[TASK DIRECTIONS]
Your answer should consist of the lines in the listing that hold "note".
======== INPUT
PR #2387, opened 2023-01-19
Use CCFG_CONF_* for both TI platforms

arurke:
The two TI platforms are not aligned when it comes to configuring the CCFG: cc26x0-cc13x0 platform uses `CCXXWARE_CONF` prefix, while simplelink platform uses `CCFG_CONF` prefix. This PR refactors such that they both use `CCFG_CONF`, making it easier to move an application between the two platforms.

Using same deprecation-strategy as in #2311

### DIFF
--- a/doc/platforms/srf06-cc26xx.md
+++ b/doc/platforms/srf06-cc26xx.md
@@ -219,7 +219,7 @@ For more information on the serial bootloader, see its README under the `tools/c
 For deployment/production images, it is _strongly_ recommended to:
 
 * Disable the ROM bootloader by defining `ROM_BOOTLOADER_ENABLE` as 0. In doing so, it is impossible to enter bootloader mode unless one first erases the device's flash.
-* Disable the JTAG interface, by defining `CCXXWARE_CONF_JTAG_INTERFACE_ENABLE` as 0. In doing so, the only JTAG operation available will be a device forced mass erase (using SmartRF Flash Programmer or UniFlash).
+* Disable the JTAG interface, by defining `CCFG_CONF_JTAG_INTERFACE_DISABLE` as 1. In doing so, the only JTAG operation available will be a device forced mass erase (using SmartRF Flash Programmer or UniFlash).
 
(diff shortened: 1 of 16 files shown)


atiselsts:
What about `cc26x0-cc13x0` based custom boards, their config would break after this PR is applied?
If we want to unify at all, perhaps using `CCXXWARE_CONF` defines is better, I'm sure there are far more user-defined boards using the `cc26x0-cc13x0` config as basis than `simplelink` ones.

arurke:
I opted for `CCFG_CONF` because its naming is agnostic to the platform used (both have CCFG). `CCXXWARE_CONF` indicates to users they are configuring the ccxxxxware driver suite - which is not in use in on simplelink. Secondly I think it is fair to assume that simplelink will be the preferred choice in the long term, leaving `CCXXWARE_CONF` increasingly misleading.

Existing use of `CCXXWARE_CONF` will break, but gracefully with a error message telling how to fix. We could consider other deprecation strategies, such as silently (or with warning) moving any `CCXXWARE_CONF` defines values to `CCFG_CONF`.

arurke:
I suggest this for v4.9 since #2311 has been merged and it would be nice to get both these similar changes in the same release. I added WIP label as I want to add a note for the release-notes.

arurke:
I added a note to the release-note.

@atiselsts are your concerns addressed by my comment above?

atiselsts:
I understand you explanation and agree with depreciation strategy. Do you want me to do more in-depth reivew of the code?

arurke:
An extra pair of eyes would be great if you have time

doc/platforms/srf06-cc26xx.md
```diff
@@ -219,7 +219,7 @@ For more information on the serial bootloader, see its README under the `tools/c
 For deployment/production images, it is _strongly_ recommended to:
 
 * Disable the ROM bootloader by defining `ROM_BOOTLOADER_ENABLE` as 0. In doing so, it is impossible to enter bootloader mode unless one first erases the device's flash.
```
atiselsts, line 221: I'm thinking that references to ROM_BOOTLOADER_ENABLE (the backwards-compatible name) probably should be changed to `CCFG_CONF_ROM_BOOTLOADER_ENABLE`, for consistency. But that's maybe outside the scope of this PR

atiselsts (approved):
================
[TASK SOLUTION]
I suggest this for v4.9 since #2311 has been merged and it would be nice to get both these similar changes in the same release. I added WIP label as I want to add a note for the release-notes.
I added a note to the release-note.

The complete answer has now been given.